The figures show an embodiment of the present invention, and FIG. 1 is a longitudinal sectional front view of the main parts of the plating device, and FIG. 2 is a partial perspective view showing the positional relationship between the shielding plate, the anode opening, and the anode. , Fig. 3 is a cross-sectional view of Fig. 1, Fig. 4 is a schematic plan view showing the positional relationship with the shielding plate when the object to be plated is moving, and Fig. 5 is a diagram for the anode when the object to be plated is temporarily stopped. FIG. 3 is a schematic plan view showing the positional relationship with the opening. Drawing code, 1... object to be plated, 2... plating tank, 4... conveying means, 5... holding jig, 6... conveying part, 7... cathode contact, 8... conveying path, 9...
Opening, 10...shielding plate, 11... anode.

Claims (1)

[Claims] 1. In the plating tank 2, an endless conveying means 4 that can move horizontally inside is provided, and on the outer periphery of the conveying means 4,
A holding jig 5 capable of holding the object 1 to be plated in a horizontally long vertical shape is provided continuously, and the cathode contact 7 is endless.

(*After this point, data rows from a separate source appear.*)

Issue #8505, opened 2020-10-30
 Log rsyslog failures with a counter


mrmibrown:
##### ISSUE TYPE
 - Feature Idea

##### SUMMARY
This is a request to log rsyslog failures with a counter to provide more transparency when a message is dropped.

To help avoid the silent dropping of messages it would be good to have metrics keep a counter that is incremented every time a log message is dropped. Maybe have a "dropped external logger message" category that has sub counts for messages dropped because of blocked I/O and connection refused.

Related PR: https://github.com/ansible/awx/pull/7292

wenottingham:
Where is this expected to count? When rsyslog refuses the message? When rsyslog can't send it to wherever?

I'm skeptical this is practical in the current architecture.

ryanpetrello:
I tend to agree; if the rsyslogd daemon is unresponsive over a local domain socket, 🤷

blomquisg:
This is essentially a dup of https://github.com/ansible/awx/issues/8576.  We don't see a compelling reason to include this.

suryarao67:
Hello,

If there is no counter and no messages indicating messages are dropped, how do support teams even become aware of this? Bear in mind that these logs often may contain critical data which cannot be lost. Silent dropping is not good. There must be an indication when messages are being dropped..somewhere.

wenottingham:
That would be in the rsyslog error log in /var/log/tower.

wenottingham:
That would be in the rsyslog error log inside the container.

suryarao67:
If rsyslog itself was unresponsive, the Tower process would drop the external log messages being sent to rsyslog to avoid blocking. In that case I don't think there will be anything inside rsyslog error log. Please confirm?

wenottingham:
rsyslog has not been unresponsive in our testing - if this is a continuous issue in some environment, that is something that we would need details about the AWX deployment.

As for logging failures, I don't know that it makes sense to log a failure when you can't log, but perhaps we can expose a count of failed logs via our prometheus metrics that are being enhanced to store some per-node metrics for a future release. CC'ing @fosterseth .

suryarao67:
> rsyslog has not been unresponsive in our testing - if this is a continuous issue in some environment, that is something that we would need details about the AWX deployment.

If rsyslog has never been observed to be unresponsive, then I am confused as to why the need arose to drop messages as part of PR# [7292](https://github.com/ansible/awx/pull/7292)

[...]

PR #9452, opened 2021-03-02
make rsyslogd socket emit failures a bit less verbose (but still write to stderr)

ryanpetrello:
see: https://github.com/ansible/awx/issues/8505

### DIFF
--- a/awx/main/utils/external_logging.py
+++ b/awx/main/utils/external_logging.py
@@ -32,7 +32,7 @@ def construct_rsyslog_conf_template(settings=settings):
         '$IncludeConfig /var/lib/awx/rsyslog/conf.d/*.conf',
         f'main_queue(queue.spoolDirectory="{spool_directory}" queue.maxdiskspace="{max_disk_space}g" queue.type="Disk" queue.filename="awx-external-logger-backlog")',  # noqa
         'module(load="imuxsock" SysSock.Use="off")',
-        'input(type="imuxsock" Socket="' + settings.LOGGING['handlers']['external_logger']['address'] + '" unlink="on")',
+        'input(type="imuxsock" Socket="' + settings.LOGGING['handlers']['external_logger']['address'] + '" unlink="on" RateLimit.Burst="0")',
         'template(name="awx" type="string" string="%rawmsg-after-pri%")',
     ])
 
--- a/awx/main/utils/handlers.py
+++ b/awx/main/utils/handlers.py
@@ -3,7 +3,8 @@
 
 # Python
 import logging
-import os.path
+import sys
+import traceback
 
 # Django
 from django.conf import settings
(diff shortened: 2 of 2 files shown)


awx/main/utils/external_logging.py
```diff
@@ -32,7 +32,7 @@ def construct_rsyslog_conf_template(settings=settings):
         '$IncludeConfig /var/lib/awx/rsyslog/conf.d/*.conf',
         f'main_queue(queue.spoolDirectory="{spool_directory}" queue.maxdiskspace="{max_disk_space}g" queue.type="Disk" queue.filename="awx-external-logger-backlog")',  # noqa
         'module(load="imuxsock" SysSock.Use="off")',
-        'input(type="imuxsock" Socket="' + settings.LOGGING['handlers']['external_logger']['address'] + '" unlink="on")',
+        'input(type="imuxsock" Socket="' + settings.LOGGING['handlers']['external_logger']['address'] + '" unlink="on" RateLimit.Burst="0")',
```
ryanpetrello, line 35: Noticed this while I was reading rsyslogd docs - the _default_ suggests it's basically 200 per second per pid, but I wasn't able to reproduce that.  To be on the safe side, I'm gonna set this to "no limit".

awx/main/utils/handlers.py
```diff
@@ -24,24 +25,22 @@ def _connect_unixsocket(self, address):
...
+            # a configuration change) unfortunately, we can't log that
+            # because...rsyslogd is down (and would just put us back down this
+            # code path)
+            # as a fallback, it makes the most sense to just write the
+            # messages to sys.stderr (which will end up in supervisord logs,
+            # and in containerized installs, cascaded down to pod logs)
+            # because the alternative is blocking the
+            # socket.send() in the Python process, which we definitely don't
+            # want to do)
+            sys.stderr.write(e)
```
ryanpetrello: I'm working on testing this, and trying to come up with a reproducible way to actually _hit_ `ConnectionRefusedError` or `BlockingIOError`, but so far I haven't been able to throw enough load at rsyslogd to get it to behave this way.

ryanpetrello: From https://rsyslog.readthedocs.io/en/latest/configuration/modules/imuxsock.html:

```Unix log sockets can be flow-controlled. That is, if processing queues fill up, the unix socket reader is blocked for a short while. This may be useful to prevent overruning the queues (which may cause excessive disk-io where it actually would not be needed).```

So this might be one way to accomplish it, but this behavior is *off* by default in rsyslogd.

Comment (ryanpetrello) [reply awx/main/utils/handlers.py]: I tested this by running this logger in a tight loop:

```python
for _ in range(100000): a.error('test')
```

After stopping my configured log server (i.e., my ELK stack) I **was** able to get rsyslogd to start blocking, but only if I broke the outbound logger and left it broken for about a minute:

image
image

ryanpetrello:
image

ryanpetrello:
Here's an example of this PR working w/ a _less_ verbose error/warning (in this case it was warning because rsyslogd got restarted, which unsets the socket file temporarily):

image

awx/main/utils/handlers.py
```diff
@@ -21,27 +22,31 @@ def _connect_unixsocket(self, address):
...
-        if not os.path.exists(settings.LOGGING['handlers']['external_logger']['address']):
-            return
-        try:
-            return super(RSysLogHandler, self).emit(msg)
-        except ConnectionRefusedError:
-            # rsyslogd has gone to lunch; this generally means that it's just
-            # been restarted (due to a configuration change)
-            # unfortunately, we can't log that because...rsyslogd is down (and
-            # would just us back ddown this code path)
-            pass
```
ryanpetrello, line 36: We'll never actually enter these two blocks, because the `emit()` call on L30 actually has its *own* exception handling that calls self.handleError()`.

awx/main/utils/handlers.py
```diff
@@ -21,27 +22,31 @@ def _connect_unixsocket(self, address):
...
+        # a configuration change) unfortunately, we can't log that
+        # because...rsyslogd is down (and would just put us back down this
+        # code path)
+        # as a fallback, it makes the most sense to just write the
+        # messages to sys.stderr (which will end up in supervisord logs,
+        # and in containerized installs, cascaded down to pod logs)
+        # because the alternative is blocking the
+        # socket.send() in the Python process, which we definitely don't
+        # want to do)
+        msg = f'{record.asctime} ERROR rsyslogd was unresponsive: '
```
ryanpetrello, line 37: By default, this function in cpython `logging.Handler.handleError()` prints a full traceback and is **extremely** noisy.  This version cuts the failure reporting down to 1-2 lines per emit.

ryanpetrello: https://github.com/python/cpython/blob/v3.8.5/Lib/logging/__init__.py#L987-L1032

awx/main/utils/handlers.py
```diff
@@ -21,27 +22,31 @@ def _connect_unixsocket(self, address):
         super(RSysLogHandler, self)._connect_unixsocket(address)
         self.socket.setblocking(False)
 
+    def handleError(self, record):
```
shanemcd, line 25: Just curious... why is this camel case?

ryanpetrello: Whoever wrote this module in Python liked camel-case 🤷 

https://github.com/python/cpython/blob/master/Lib/logging/__init__.py#L1000

camelCase isn't too uncommon in older parts of cpython's source code.

ryanpetrello: Better answer:  this Python module probably ~predates PEP 8 (cir. 2001), or at least, before PEP8 was widely implemented:

https://www.python.org/dev/peps/pep-0008/#method-names-and-instance-variables
https://github.com/python/cpython/commit/57102f861d506b6c2d2215d100dac9143574fa77#diff-6b781e2294c88b6a18e9be5d536be2afb74f22593ec5be3de3bc3b507d955755R3

chrismeyersfsu:
Before this patch. When we were seeing blockingio tracebacks. Did those tracebacks actually get thrown up the stack or were they  just being caught and printed? If they were previously thrown up the stack, does this PR remove that? If it does eat the exception, I am in favor of that.

ryanpetrello:
@chrismeyersfsu 

before this PR: tracebacks caught via `logging.Handler.handleError` and printed (very verbosely): https://github.com/ansible/awx/pull/9452#issuecomment-789790161

this PR: tracebacks caught by **our** overridden `RSysLogHandler.handleError` and printed in less lines: https://github.com/ansible/awx/pull/9452#issuecomment-789792330

chrismeyersfsu (approved):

A shielding plate 1 is provided movably within the transport section 6 above the holding jig 5 and has anode openings 9, 9 on both sides of the transport section 6 at regular intervals in the direction of movement.
0 and 10, and parallel anodes 11 and 11 are provided outside the respective anode openings 9 and 9 to both sides of the object to be plated, and the conveying means 4 is connected to the object to be plated so that the central part in the longitudinal direction of the object to be plated is A full-surface plating device characterized in that it is capable of intermittent movement, stopping for a certain period of time when the anode openings 9, 9 of the shielding plates 10, 10 are reached.